━━ RECORDED INFORMATION ━━
PR #200, opened 2019-11-08
Allow overriding the default accept headers

### LINKED ISSUE #199: Can't override Request 'Accept' header
```js
ky.post(`/foo/bar`, {
  headers: {
    accept: 'application/vnd.VENDER_NAME+json; version=2',
  },
  json,
});
```

Ky ignores the supplied `accept` header and instead decides to use `application/json` (probably due to setting the `json` property).

sholladay:
Fixes #199 

This PR makes it possible to override the HTTP `accept` header that Ky sets by default when a [body method](https://developer.mozilla.org/en-US/docs/Web/API/Body#Methods) shortcut is used, such as `.json()`.

### DIFF
--- a/index.js
+++ b/index.js
@@ -315,7 +315,7 @@ class Ky {
 
 		for (const [type, mimeType] of Object.entries(responseTypes)) {
 			result[type] = async () => {
-				this.request.headers.set('accept', mimeType);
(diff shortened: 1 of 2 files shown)


jacob-fueled:
So quick! Thank you 🙌

PR #201, opened 2019-11-10
Add `response` to `beforeRetry` hook and change its parameter to a single object

### LINKED ISSUE #194: beforeRetry hook should expose failed response
Hi

I was using `beforeRetry` to handle token refreshing - which I eventually moved to `afterResponse`.

However I think that hooks, being a kind of "setup" api (lets say I set them once to be used in the background, so I dont have to handle them when I do requests) should expose raw data instead of parsed one.

So, this interface

```ts
export type BeforeRetryHook = (
	input: Input,
	options: NormalizedOptions,
	error: Error,
	retryCount: number,
) => void | Promise<void>;
```

I would change to 

```ts
export type BeforeRetryHook = (
	input: Input,
	options: NormalizedOptions,
	response: Response,
	retryCount: number,
) => void | Promise<void>;
```

or to avoid breaking changes

```ts
export type BeforeRetryHook = (
	input: Input,
	options: NormalizedOptions,
	error: Error,
	retryCount: number,
    response: Response
) => void | Promise<void>;
```

This allows me to control if and on what conditions request should be called again, for example my (real life) scenario.

> I want  to refresh tokens in retry hook. I want them to refresh `only` if I have status 403 and backend error code (in body) is token_expired. Otherwise I dont want tokens to be refreshed.

So having access to response to failed request will be very helpful. I guess the philosophy is the same (I have errors) but they should not be parsed.

What do you think guys?

lkostrowski:
Fixes #194

### DIFF
--- a/index.d.ts
+++ b/index.d.ts
@@ -13,12 +13,13 @@ export type BeforeRequestHook = (
 	options: NormalizedOptions,
 ) => Request | Response | void | Promise<Request | Response | void>;
 
-export type BeforeRetryHook = (
+export type BeforeRetryHook = (options: {
 	request: Request,
 	options: NormalizedOptions,
 	error: Error,
+	response: Response;
 	retryCount: number,
-) => void | Promise<void>;
+}) => void | Promise<void>;
 
 export type AfterResponseHook = (
 	request: Request,
--- a/index.d.ts
+++ b/index.d.ts
@@ -15,9 +15,9 @@ export type BeforeRequestHook = (
 
 export type BeforeRetryHook = (options: {
 	request: Request,
+	response: Response,
 	options: NormalizedOptions,
 	error: Error,
-	response: Response;
 	retryCount: number,
 }) => void | Promise<void>;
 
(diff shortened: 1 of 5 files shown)


sholladay:
Should we make all hooks take an object for consistency? Or only once they grow to this many arguments?

Also, what do you think of my idea to attach the response to the request as `request.response`?

lkostrowski:
1. Yes, maybe all hooks should be changed if we aim for breaking changes anyway
2. I think Response isn't exactly a part of Request. Also you mess with native interface. IMO It should be left separated

sindresorhus:
> Should we make all hooks take an object for consistency? Or only once they grow to this many arguments?

Yeah, let's change the other ones too.

sindresorhus:
You need to update the readme (https://github.com/sindresorhus/ky#hooksbeforeretry), examples, and relevant tests too.

sindresorhus:
@lkostrowski Bump :)

lkostrowski:
Sorry I was on vacation. I will try to finish it during xmas

sindresorhus:
Bump :)

lkostrowski:
Should be fine, sorry for delay

sindresorhus:
> You need to update the readme (sindresorhus/ky#hooksbeforeretry)

You need to update the docs text too, not just the examples.

sindresorhus:
Thanks :)

PR #203, opened 2019-11-12
Fix global property lookup

### LINKED ISSUE #202: Regression in global property lookup
PR #153 was intended to make it easier to mock globals that Ky relies on.

But it actually _broke_ my app's mocking...

In fact, in environments that have `globalThis` (including Node.js), the logic for determining which global object to use is completely broken. It will always choose `globalThis` no matter what. Anyone using an artificial `window` or `self` (e.g. with [jsdom](https://github.com/jsdom/jsdom)), which is necessary in React projects, is no longer able to put things there and have Ky pick up on them. They just get ignored.

This is happening because the `return` statements were removed from [here](https://github.com/sindresorhus/ky/blob/a50948adeff0c2255626ed28465e126e095a7c04/index.js#L4-L21). Instead, the `if` statements now "fall through" [here](https://github.com/sindresorhus/ky/blob/65f38f9f000413525d19d16599512b24e0a496aa/index.js#L9-L26) until it hits `globalThis`, which doesn't have the same properties as `window` in my case, yet Ky chooses to use `globalThis` anyway, even though the property doesn't exist there.

Another consequence of falling through like this, even if your environment doesn't have `globalThis`, is that the order of precedence is reversed from what it was previously. Before it would stop at the earliest match found, now it stops at the last match found.

I would prefer to revert this commit and rethink how it works, but a simple temporary fix for the first problem would be to check that the `property` exists on `globalThis` before setting the `parent` to `globalThis`.

// cc @luxferresum

sholladay:
Fixes #202 

This PR restores the global property lookup behavior that we had prior to PR #153, while still supporting the use case outlined in #151.

This fix is critical for anyone who mocks `window` in Node.js with any of our globals.

### DIFF
--- a/index.js
+++ b/index.js
@@ -2,62 +2,43 @@
 
 const globals = {};
 
-{
-	const getGlobal = property => {
-		let parent;
-
-		/* istanbul ignore next */
-		if (typeof self !== 'undefined' && self && property in self) {
-			parent = self;
-		}
-
-		/* istanbul ignore next */
-		if (typeof window !== 'undefined' && window && property in window) {
-			parent = window;
-		}
-
-		if (typeof global !== 'undefined' && global && property in global) {
-			parent = global;
-		}
-
-		/* istanbul ignore next */
-		if (typeof globalThis !== 'undefined' && globalThis) {
-			parent = globalThis;
-		}
-
-		if (typeof parent === 'undefined') {
-			return;
-		}
-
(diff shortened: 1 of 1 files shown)


sindresorhus:
Tests are failing.

sholladay:
Tests are fixed. Needed a null check for older environments like Node 10.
━━━
**REQUIRED WORK**
Using the entries shown above, reproduce verbatim the lines from the line bearing "Yeah, let's change the other ones too." to the line bearing "But it actually _broke_ my app's mocking...", inclusive.

**YOUR SOLUTION**
Yeah, let's change the other ones too.

sindresorhus:
You need to update the readme (https://github.com/sindresorhus/ky#hooksbeforeretry), examples, and relevant tests too.

sindresorhus:
@lkostrowski Bump :)

lkostrowski:
Sorry I was on vacation. I will try to finish it during xmas

sindresorhus:
Bump :)

lkostrowski:
Should be fine, sorry for delay

sindresorhus:
> You need to update the readme (sindresorhus/ky#hooksbeforeretry)

You need to update the docs text too, not just the examples.

sindresorhus:
Thanks :)

PR #203, opened 2019-11-12
Fix global property lookup

### LINKED ISSUE #202: Regression in global property lookup
PR #153 was intended to make it easier to mock globals that Ky relies on.

But it actually _broke_ my app's mocking...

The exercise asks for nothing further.